What happens to Japan with no Korean War? Also could an earlier split make the Non-Aligned movement more than a fiction?
You could start a whole TL out of no Korean War. The effects were global. Although Stalin succeeded in his goal of keeping China tied to the Soviet Block, he caused the West to rearm, and launch a massive nuclear arms buildup. When the Berlin Blockade started in 1948, the U.S. had 12 disassembled A-Bombs, by 1953 it had hundreds, and had tested the H-Bomb. Since then the world has lived in the shadow of nuclear annihilation.
 
Yeah, you know Stalin was planning something when the Soviet delegation was absent during the UN vote to intercede in Korea.

ric350
 

marktaha

Banned
No need for invasion but I would have used the.A Bomb.
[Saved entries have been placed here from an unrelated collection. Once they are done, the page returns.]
PR #55, opened 2020-02-15
KarmaClone

karenrogersn:


css/style.css
```diff
@@ -16,4 +35,83 @@ body {
...
+body {
+    line-height: 1;
+}
+
+
+/* Nav section styling */
+
+.navigation {
+    width: 100%;
+    background-color: pink;
```
LucyMac: Remember to remove the pink colour 😉

css/style.css
```diff
@@ -16,4 +35,83 @@ body {
...
+    height: 45.938rem;
+}
+
+
+/* Boxes styling */
+
+.features {
+    display: flex;
+    justify-content: center;
+}
```
LucyMac: This is good! Can you add a media query for these list-items inside to appear in a column on mobile?

A media query looks like this: 
``` 
@media (max-width: 700px) {
    .features {
      // rule to make it into a column here (use flexbox!)
    }
  }
```

css/style.css
```diff
@@ -16,4 +35,83 @@ body {
...
+
+.caption {
+    position: relative;
+    top: 150px;
+    right: 160px;
+    width: 200px;
+    text-align: center;
```
LucyMac: This rule is causing the `caption`s to appear outside of their parent. Remove this rule, move the captions inside their respective list items, and position them using flexbox.

css/style.css
LucyMac: In this particular example, this media query would set a CSS rule that would apply _only_ when the screen is smaller than 700px wide. 
In other words, the CSS you've already written would work on desktop (leave it as it is), and the CSS inside this media query would work on screens smaller than 700px.

index.html
```diff
@@ -20,58 +19,61 @@
...
+                    <li><img width="127" height="127" src="img/icon-devices.svg" alt="electronic devices image" />
+                        <p class="caption">Internet for all devices</p>
+                    </li>
+                    <li><img width="127" height="127" src="img/icon-coffee.svg" alt="cup of coffee image" />
+                        <p class="caption">Boost your productivity</p>
+                    </li>
+                    <li><img width="127" height="127" src="img/icon-refill.svg" alt="gas refilling device image" />
+                        <p class="caption">Pay as You Go</p>
+                    </li>
+                </ul>
```
LucyMac: Perfect structure!

index.html
```diff
@@ -20,58 +19,61 @@
...
-                    <h3>Pay as You Go</h3>
-                </div>
-            </ul>
+            <div class="content">
+                <h2>Everyone needs a little Karma.</h2>
+                <ul class="features">
+                    <li><img width="127" height="127" src="img/icon-devices.svg" alt="electronic devices image" />
+                        <p class="caption">Internet for all devices</p>
+                    </li>
+                    <li><img width="127" height="127" src="img/icon-coffee.svg" alt="cup of coffee image" />
```
LucyMac: In general, avoid using `width` and `height` attributes on your `img` tags. Handle image sizes directly in your CSS file.

css/style.css
```diff
@@ -15,103 +13,192 @@ body {
...
+    }
+    /* Responsive Design */
+    
+    @media screen and (max-width: 700px) {
+        .features {
+            display: flex;
+            flex-direction: column;
+            align-items: center;
+        }
+    }
```
LucyMac: Nice! 🙂

css/style.css
```diff
@@ -15,103 +13,192 @@ body {
...
+    h3 {
+        font-size: 1.7em;
+        margin-top: 0.2em;
+        margin-bottom: 1.2em;
+    }
+    /* Boxes styling */
+    
+    .boxes {
+        position: relative;
+        left: 2em;
```
LucyMac: This rule is making that section mis-align on mobile. Remove it, and add flexbox rules to each `li` to center the icon and text inside each list item.

css/style.css
```diff
@@ -15,103 +13,192 @@ body {
...
+    .features {
+        display: flex;
+        justify-content: center;
+    }
+    
+    .caption {
+        font-size: 1.5em;
+        margin-top: 1em;
+        position: relative;
+        right: 1.8em;
```
LucyMac: Don't rely on this sort of rule when what you want to achieve is centered elements. Remove this rule, and add flexbox rules to the `li` to center its contents (i.e. the image and the caption).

I'd have halted after taking Pyongyang but then told Mao - you intervene in Korea and we nuke you.Surely MacArthur fdid want to use the Bomb?
 

xsampa

Banned
You could start a whole TL out of no Korean War. The effects were global. Although Stalin succeeded in his goal of keeping China tied to the Soviet Block, he caused the West to rearm, and launch a massive nuclear arms buildup. When the Berlin Blockade started in 1948, the U.S. had 12 disassembled A-Bombs, by 1953 it had hundreds, and had tested the H-Bomb. Since then the world has lived in the shadow of nuclear annihilation.
So no nukes. Maybe biochem cold wars instead
 
No need for invasion but I would have used the.A Bomb. I'd have halted after taking Pyongyang but then told Mao - you intervene in Korea and we nuke you.Surely MacArthur fdid want to use the Bomb?
It wasn't as straight forward as that. Both Washington, and Tokyo missed the clues that China would intervene. They thought it would be enough that only ROK troops would move up to the Yalu, though some Americans did reach it. Just threatening China like that would be dangerous. The Americans worried about the Soviet reaction. If they thought there was a high probability of Chinese intervention the UN wouldn't have invaded NK. They might have let the ROK go in, without Allied ground troops, it would've been hard to stop them anyway. There is no evidence that MacArthur ever even talked about using the bomb with anyone, at the time.